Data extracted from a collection

☆ ☆ ☆ ☆

Issue #215, opened 2016-10-18
Add the ability to delay executing a function.


lzhoucs:
`async/timing.delay()` currently assumes a value will be returned. In some use cases, the user may want to delay executing a function that either returns a value or another promise. It would be nice to add this ability in `async/timing.delay()`

PR #216, opened 2016-10-18
Add the ability to delay executing a function. (#215)

lzhoucs:
This address #215.
Any feedback or comments are welcome.

### DIFF
--- a/src/async/timing.ts
+++ b/src/async/timing.ts
@@ -8,7 +8,7 @@ import { Thenable } from 'dojo-shim/interfaces';
  * @return {function (value: T | (() => T | Thenable<T>)): Promise<T>} a function producing a promise that eventually returns the value or executes the value function passed to it; usable with Thenable.then()
  */
 export function delay<T>(milliseconds: number): Identity<T> {
-	return function (value: T | (() => T | Thenable<T>)): Promise<T> {
+	return function (value?: T | (() => T | Thenable<T>)): Promise<T> {
 		return new Promise(function (resolve) {
 			setTimeout(function () {
 				resolve(typeof value === 'function' ? value() : value);
@@ -18,7 +18,7 @@ export function delay<T>(milliseconds: number): Identity<T> {
 }
 
 export interface Identity<T> {
-	(value: T | (() => T | Thenable<T>)): Promise<T>;
+	(value?: T | (() => T | Thenable<T>)): Promise<T>;
 }
 
 /**
--- a/src/async/timing.ts
+++ b/src/async/timing.ts
@@ -4,13 +4,13 @@ import Promise from 'dojo-shim/Promise';
  * Used for delaying a Promise chain for a specific number of milliseconds.
  *
  * @param milliseconds the number of milliseconds to delay
- * @return {function(T): Promise<T>} a function producing a promise that eventually returns the value passed to it; usable with Thenable.then()
+ * @return {function(T): Promise<T>} a function producing a promise that eventually returns the value or execute the value function passed to it; usable with Thenable.then()
  */
 export function delay<T>(milliseconds: number): Identity<T> {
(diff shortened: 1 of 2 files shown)


kitsonk:
We should re-base this and then in theory this should clear the CI error.

src/async/timing.ts
```diff
@@ -4,13 +4,13 @@ import Promise from 'dojo-shim/Promise';
  * Used for delaying a Promise chain for a specific number of milliseconds.
  *
  * @param milliseconds the number of milliseconds to delay
- * @return {function(T): Promise<T>} a function producing a promise that eventually returns the value passed to it; usable with Thenable.then()
+ * @return {function(T): Promise<T>} a function producing a promise that eventually returns the value or execute the value function passed to it; usable with Thenable.then()
```
kitsonk: `or executes the`

src/async/timing.ts
```diff
@@ -4,13 +4,13 @@ import Promise from 'dojo-shim/Promise';
...
  */
 export function delay<T>(milliseconds: number): Identity<T> {
 	return function (value: T): Promise<T> {
```
kitsonk: Actually, we should type this better, as it doesn't represent what will be returned properly.

It should be `return function (value: T | () => T | Thenable<T>): Promise<T>` which also likely means that I bet `Identity` also needs a change.

I would check the intellisense to validate that what you expect the `Promise<T>` to be is what it actually is, because I think you might have an issue.  Also, I think we should "unwrap" thenables too.

kitsonk (changes requested):
A couple of thoughts.

src/async/timing.ts
lzhoucs: I agree with unwrapping the `thenable`. However I think there might be a use case for it:

```
            const delayed = timing.delay(250);
            delayed('foo');
            delayed(function() { return 'bar'; });
```

Calling `delay` with a time but without a value, can sort of be used as a partial function. And the user can then apply that function multiple times without recreating the delay.  If it doesn't make sense, I can remove the `thenable` wrap.

lzhoucs:
I couldn't reproduce the following test failure in [build #317](https://travis-ci.org/dojo/core/builds/170904559) on Windows 7 IE 11.
"internet explorer 11.0 on Windows 7 - unit tests - async/timing - DelayedRejection - is eventually rejected with error"

src/async/timing.ts
```diff
@@ -1,23 +1,24 @@
...
 /**
  * Used for delaying a Promise chain for a specific number of milliseconds.
  *
  * @param milliseconds the number of milliseconds to delay
- * @return {function(T): Promise<T>} a function producing a promise that eventually returns the value passed to it; usable with Thenable.then()
+ * @return {function (value: T | (() => T | Thenable<T>)): Promise<T>} a function producing a promise that eventually returns the value or executes the value function passed to it; usable with Thenable.then()
  */
 export function delay<T>(milliseconds: number): Identity<T> {
-	return function (value: T): Promise<T> {
+	return function (value: T | (() => T | Thenable<T>)): Promise<T> {
```
agubler: Can we make the `value` optional? There could be use cases that don't care about the resolve value and simply need to create a delay.

kitsonk: I saw that in when you used it, I had the same thought, as long as we are in here. 👍

kitsonk:
@lzhoucs it seems to have been a transitory issue with SauceLabs.  Rerunning the CI came back clean.

kitsonk (approved):

src/async/timing.ts
lzhoucs: Thanks. That makes sense! I just pushed the updates.

kitsonk (approved):
👍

☆ ☆ ☆ ☆

**Your assignment**
Where in the entries above does the word "opened" appear? Copy each line that has it.

**Output**
Issue #215, opened 2016-10-18
PR #216, opened 2016-10-18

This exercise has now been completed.